[[ Information open ]]

PR #73, opened 2020-12-08
implemented heartbeat machinery

damanmkumar:
- added `heart` class and `example/dummy-sadcd.cpp` that simply sends heartbeats for 5 seconds.
- implementing the sending of heartbeats and a corresponding response will be implemented in a following PR


src/sadcd/heart.cpp
```diff
@@ -0,0 +1,65 @@
...
+beat() const
+{
+	auto msg          = msgs::master::chunk_server_heartbeat{};
+	auto serializer   = msgs::master::serializer{};
+
+	// send heartbeats until requested to stop
+	while (true)
+	{
+		using namespace std::chrono_literals;
+		auto status = stop_token_.wait_for(1s);
```
abmono93, line 49: I don't know what best practice is for a system like this but I think every second might be overkill. If each heartbeat keeps the server valid on the master's side for a minute, I'd think every 15-30 seconds would be fine.

src/sadcd/heart.cpp
```diff
@@ -0,0 +1,65 @@
...
+start()
+{
+	if (stop_token_.valid())
+	{
+		throw sadfs::logic_error{"heart beating already"};
+	}
+
+	// start heartbeat
+	stop_token_ = stop_request_.get_future();
+	heartbeat_ = std::thread{[this](){ this->beat(); }};
```
abmono93, line 21: Wow I didn't know about `std::thread`. I can't believe how simple this is!

abmono93 (approved):
One comment that's more of a suggestion/question but otherwise looks good. Works on my end and the interface is clean.

PR #75, opened 2020-12-09
implemented chunk server heartbeats

### LINKED ISSUE #67: Implement heartbeat
The chunk servers should send a heartbeat message at regular intervals and the master should accept these messages and update the server's valid_until field

damanmkumar:
- master server does not respond yet
- added .clang-format
- to format, run command: `INPLACE=yes ./format.sh [FILE...]`
- sadcd exits gracefully when the master server isn't reachable
- lots of changes are simply formatting changes


abmono93 (commented):
I don't think this should close the issue since the master still needs to handle heartbeats. Other than that it looks good.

[[ Information closed ]]

> **What the task requires**:
Give the records above again in full, keeping every character unchanged.

> **Result for this exercise**:
PR #73, opened 2020-12-08
implemented heartbeat machinery

damanmkumar:
- added `heart` class and `example/dummy-sadcd.cpp` that simply sends heartbeats for 5 seconds.
- implementing the sending of heartbeats and a corresponding response will be implemented in a following PR


src/sadcd/heart.cpp
```diff
@@ -0,0 +1,65 @@
...
+beat() const
+{
+	auto msg          = msgs::master::chunk_server_heartbeat{};
+	auto serializer   = msgs::master::serializer{};
+
+	// send heartbeats until requested to stop
+	while (true)
+	{
+		using namespace std::chrono_literals;
+		auto status = stop_token_.wait_for(1s);
```
abmono93, line 49: I don't know what best practice is for a system like this but I think every second might be overkill. If each heartbeat keeps the server valid on the master's side for a minute, I'd think every 15-30 seconds would be fine.

src/sadcd/heart.cpp
```diff
@@ -0,0 +1,65 @@
...
+start()
+{
+	if (stop_token_.valid())
+	{
+		throw sadfs::logic_error{"heart beating already"};
+	}
+
+	// start heartbeat
+	stop_token_ = stop_request_.get_future();
+	heartbeat_ = std::thread{[this](){ this->beat(); }};
```
abmono93, line 21: Wow I didn't know about `std::thread`. I can't believe how simple this is!

abmono93 (approved):
One comment that's more of a suggestion/question but otherwise looks good. Works on my end and the interface is clean.

PR #75, opened 2020-12-09
implemented chunk server heartbeats

### LINKED ISSUE #67: Implement heartbeat
The chunk servers should send a heartbeat message at regular intervals and the master should accept these messages and update the server's valid_until field

damanmkumar:
- master server does not respond yet
- added .clang-format
- to format, run command: `INPLACE=yes ./format.sh [FILE...]`
- sadcd exits gracefully when the master server isn't reachable
- lots of changes are simply formatting changes


abmono93 (commented):
I don't think this should close the issue since the master still needs to handle heartbeats. Other than that it looks good.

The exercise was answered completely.